Creating embodied agents capable of performing a wide range of tasks in different types of environments has been a longstanding challenge in deep reinforcement learning. A novel network architecture introduced in 2021 called the Active Dendrite Network [A. Iyer et al., “Avoiding Catastrophe: Active Dendrites Enable Multi-Task Learning in Dynamic Environments”] designed to create sparse subnetworks for different tasks showed promising multi-tasking performance on the Meta-World [T. Yu et al., “Meta-World: A Benchmark and Evaluation for Multi-Task and Meta Reinforcement Learning”] multi-tasking benchmark. This thesis further explores the performance of this novel architecture in a multi-tasking environment focused on physical animations and locomotion.
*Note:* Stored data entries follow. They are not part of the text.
PR #4739, opened 2024-04-18
amazonq: Add Walkthrough page

nkomonen-amazon:
## Problem
We want a walkthrough for Amazon Q. Also some separate changes.

## Other Changes

- Fix Amazon Q debug scripts. A `serve` task was failing constantly before this.
- Enable Dev mode in Amazon Q

### Walkthrough Changes

- Creates the Amazon Q walkthrough
- GIFs still need to be created, we are waiting on those but we can merge for now
- When the user logs in to Amazon Q the first time they will be shown the walkthrough page. It will never show again on subsequent logins
- We have telemetry for when the walkthrough is shown through our "first login" automation, and when certain events are triggered in the walkthrough such as opening the chat

Icon and GIFs will be added later:
Screenshot 2024-04-18 at 5 58 08 PM

## License


packages/amazonq/src/extensionShared.ts
```diff
@@ -61,6 +62,8 @@ export async function activateShared(context: vscode.ExtensionContext) {
     await activateCWChat(context)
     await activateQGumby(extContext as ExtContext)
 
+    await activateDev(context)
```
justinmk3, line 65: I think activateDev needs to be owned by Toolkit. won' this create duplicate commands?

packages/core/src/amazonq/onboardingPage/walkthrough.ts
```diff
@@ -0,0 +1,37 @@
...
+ */
+export async function showAmazonQWalkthroughOnce(
+    state = globals.context.globalState,
+    showWalkthrough = () => openAmazonQWalkthrough.execute()
+) {
+    const hasShownWalkthroughId = 'aws.amazonq.hasShownWalkthrough'
+    const hasShownWalkthrough = state.get(hasShownWalkthroughId, false)
+    if (hasShownWalkthrough) {
+        return
+    }
```
justinmk3, line 23: Perhaps we need something like `PromptSettings` , but for globalState? Or can we use PromptSettings for this?

justinmk3 (approved):

packages/amazonq/src/extensionShared.ts
nkomonen-amazon: Good catch. activateDev has been removed from this PR, I'll properly implement it in a different one.

packages/core/src/amazonq/onboardingPage/walkthrough.ts
nkomonen-amazon: Yeah, I think we should create something similar for globalState. Theres probably a lot of duplicate stuff we can remove.

justinmk3 (approved):

PR #4751, opened 2024-04-19
fix: About extension message always shows AWS Toolkit

jpinkney-aws:
## Problem
- If you are using the about from the amazon q extension it shows AWS Toolkit. e.g. "AWS Toolkit: 0.10.0"

## Solution
- If you are using the q extension then show Amazon Q Toolkit

## License


packages/core/src/shared/extensionUtilities.ts
```diff
@@ -264,6 +265,12 @@ export async function aboutExtension(): Promise<void> {
     }
 }
 
+function getProductName(): string {
+    return globals.context.extension.id === VSCODE_EXTENSION_ID.amazonq
+        ? 'Amazon Q Toolkit'
```
hayemaxi, line 270:
```suggestion
        ? 'Amazon Q'
```

justinmk3: Oops I merged too fast :(

PR #5834, opened 2024-10-22
feat(stepfunctions): Allow closing Workflow Studio and reopening it

witness-me:
## Problem
Workflow Studio (WFS) is opening for all asl files by default and there is no straightforward way to close it in favour of default editor if the user requires that. Additionally, there is no easy way open WFS from the current default editor

## Solution
Adding options to close and reopen WFS custom editor:
- WFS still launches as a default editor for asl files
- On clicking the custom close button in WFS, the webview panel gets closed and the custom editor is opened instead
- With the custom editor opened, there is an option to launch WFS by clicking codelens command on top of the file. This command will close current(default) editor and reopen the file in WFS. If WFS is already opened for the file, it will redirect to that tab
- There is an additional option to launch WFS on right-click context menu on the file. For this case:
  - if there is a WFS for this file already launched, it will focus that tab
  - otherwise it will open file with WFS in the new tab
  - if the file is opened in the default editor, it will not be closed

[Demo gif](https://maxis-file-service-prod-pdx.pdx.proxy.amazon.com/issues/ce4baf9f-c776-40e5-8183-8be1bdb3acbf/attachments/70096bfa3626fee7e1126c30fa6ae895c105b78bcbba68a6ba14d7f7cb085a3f_7dbee587-2cbe-482b-984b-a02564d70a51)

---

### DIFF
--- a/packages/core/src/stepFunctions/workflowStudio/activation.ts
+++ b/packages/core/src/stepFunctions/workflowStudio/activation.ts
@@ -5,6 +5,7 @@
 
 import * as vscode from 'vscode'
 import { WorkflowStudioEditorProvider } from './workflowStudioEditorProvider'
+import { Commands } from '../../shared/vscode/commands2'
 
 /**
  * Activates the extension and registers all necessary components.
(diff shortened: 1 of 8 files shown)


packages/core/src/stepFunctions/workflowStudio/activation.ts
```diff
@@ -12,4 +12,20 @@ import { WorkflowStudioEditorProvider } from './workflowStudioEditorProvider'
  */
 export async function activate(extensionContext: vscode.ExtensionContext): Promise<void> {
     extensionContext.subscriptions.push(WorkflowStudioEditorProvider.register(extensionContext))
+
+    // Open the file with Workflow Studio editor in a new tab, or focus on the tab with WFS if it is already open
+    extensionContext.subscriptions.push(
+        vscode.commands.registerCommand('aws.stepfunctions.openWithWorkflowStudio', async (uri: vscode.Uri) => {
```
hayemaxi, line 18: Use our wrappers instead, `Commands.register` and `Commands.declare`.
```suggestion
        Commands.register('aws.stepfunctions.openWithWorkflowStudio', async (uri: vscode.Uri) => {
```

hayemaxi:
CI: 
```
tech debt
       remove separate sessions login edge cases:

      AssertionError [ERR_ASSERTION]: Remove the edge case code from the commit that this test is a part of.
```

Not related to this PR and isn't a blocker, but consider merging from mainline so you don't see this anymore.

hayemaxi (approved):

PR #5839, opened 2024-10-23
telemetry(amazonq): Create server request metrics that include conversation id creation

jpinkney-aws:
## Problem
- The full server response metrics don't include the ~2 seconds to create the conversation id, it just handles everything between after the conversation id was created

## Solution
- Create new metrics that include the conversation id creation data

---

### DIFF
--- a/packages/core/src/shared/telemetry/vscodeTelemetry.json
+++ b/packages/core/src/shared/telemetry/vscodeTelemetry.json
@@ -157,7 +157,7 @@
         {
             "name": "cwsprChatTimeToFirstChunk",
             "type": "int",
-            "description": "The time between the initial server request and when we got back the first usable result"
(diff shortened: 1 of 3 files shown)


hayemaxi (approved):

packages/core/src/shared/telemetry/vscodeTelemetry.json
```diff
@@ -753,7 +763,13 @@
                     "type": "cwsprChatFullResponseLatency"
                 },
                 {
-                    "type": "cwsprTimeToFirstDisplay"
+                    "type": "cwsprChatTimeFirstUsableChunk"
+                },
+                {
+                    "type": "cwsprChatFullServerResponseLatency"
```
justinmk3, line 769: is something blocking these from being upstreamed to https://github.com/aws/aws-toolkit-common ?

Specifically we implement and compare the architecture to the commonly used Multi-Layer Perceptron (MLP) architecture on a multi-task reinforcement learning problem in a video-game setting consisting of training a hexapedal agent on a set of locomotion tasks involving moving at different speeds, turning and standing still. The evaluation focused on two areas: (1) Assessing the average overall performance of the Active Dendrite Network relative to the MLP on a set of locomotive scenarios featuring our behaviour sets and environments. (2) Assessing the relative impact Active Dendrite networks have on transfer learning between related tasks by comparing their performance on novel behaviours shortly after training a related behaviour. Our findings suggest that the novel Active Dendrite Network can make better use of limited network capacity compared to the MLP - the Active Dendrite Network outperformed the MLP by ∼18% on our benchmark using limited network capacity. When both networks have sufficient capacity however, there is not much difference between the two. We further find that Active Dendrite Networks have very similar transfer-learning capabilities compared to the MLP in our benchmarks.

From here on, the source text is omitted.